Peut-être faudrait-il laisser le tronc parler le langage du sens. Celui du « moment religieux » où « vocation à la cicatrice » et vocation « à l’écriture » se rejoignent. Ainsi de « l’arbre-tableau » du Tintoret, cet « arbre pantocrator, peint à la feuille d’or comme une icône »… Christine Caillon voit en lui « autre chose que ce qu’il dit ». Si « quelque chose de spirituel est représenté » (ce qui semble incontestable), ce n’est pas du côté de la sainte qu’il faut regarder ni de la Contre-Réforme. Mais plutôt faudrait-il y lire un « hymne aux divinités païennes crucifiées. » Et au-delà, dans « cette torsion organique » de l’arbre colossal, lire « la dévotion fervente de l’artiste… à son art ».
Parvenue à l’extrême lisière de son exploration arborée, Christine Caillon se penche sur une dernière œuvre picturale. Celle de la fresque réalisée par Masolino pour la chapelle Brancacci, à Florence. La Tentation d’Adam et Ève. Interrogeant l’œuvre, la poète cherche une voie possible d’interprétation. Un autre regard traverse, qui inverse les analyses et propose une lecture singulière :
« cet arbre interdit était de toute façon indéracinable parce que ce n’est pas lui, la métaphore, c’est Nous : c’est lui qui allait Nous goûter, Nous, ses fruits, allions tomber, mûrir, et désapprendre le jardin, appeler le cri, griffer le bois, souffrir, parler et puis blettir et pourrir
Nous avions cet arbre en Nous et toutes ses réitérations éternelles… »

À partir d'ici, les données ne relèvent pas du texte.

PR #9199, opened 2026-05-09
Break apart exceptions for ruff documentation rules + auto fixes

ogenstad:
# Why

Previously all documentation rules in ruff were ignored, split these apart into smaller chunks so that we can consider each rule in isolation. The primary goal will be to add DOC501 (`docstring-missing-exception`) where it's missing today and then to enable the rules to require docstrings in general.

## What changed

* Mainly shift around rules in pyproject.toml
* One of the violating rules had to do with whitespaces in existing docstrings, these were auto fixable with ruff as a formatting issue so I reformatted the files violating that rule.
* Minor docstring change in backend/infrahub/core/branch/models.py due to line length after reformatting.

### DIFF
--- a/backend/infrahub/core/branch/models.py
+++ b/backend/infrahub/core/branch/models.py
@@ -244,7 +244,6 @@ class Branch(StandardNode):
 
     def get_branches_and_times_to_query(self, at: Optional[Timestamp] = None) -> dict[frozenset, str]:
         """Return all the names of the branches that are constituing this branch with the associated times excluding the global branch"""
-
         at = Timestamp(at)
 
         if self.is_default:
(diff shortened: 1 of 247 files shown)


backend/infrahub/core/branch/models.py
```diff
@@ -335,10 +332,7 @@ async def delete(self, db: InfrahubDatabase) -> None:
     def get_query_filter_relationships(
         self, rel_labels: list, at: Optional[Timestamp] = None, include_outside_parentheses: bool = False
     ) -> tuple[list, dict]:
-        """
-        Generate a CYPHER Query filter based on a list of relationships to query a part of the graph at a specific time and on a specific branch.
-        """
-
+        """Generate a CYPHER Query filter from a list of relationships to query a part of the graph at a specific time and on a specific branch."""
```
ogenstad, line 335: Slight rewording "based on" -> "from" due to line length issues.

dgarros (approved):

Mais, pour conclure de manière moins tragique sur la question sournoise du mal, Christine Caillon propose une pirouette :
« les personnages de Masolino plaident à leur façon : Nous sommes innocents et élégants, Nous n’avons fait que poser… »
Une façon pour la poète de rejoindre cette immobilité de l’arbre qu’elle fait sienne et de déposer, dans le creusement de l’écorce et du tronc, pareille à une offrande, la question douloureuse d’un dieu séparateur.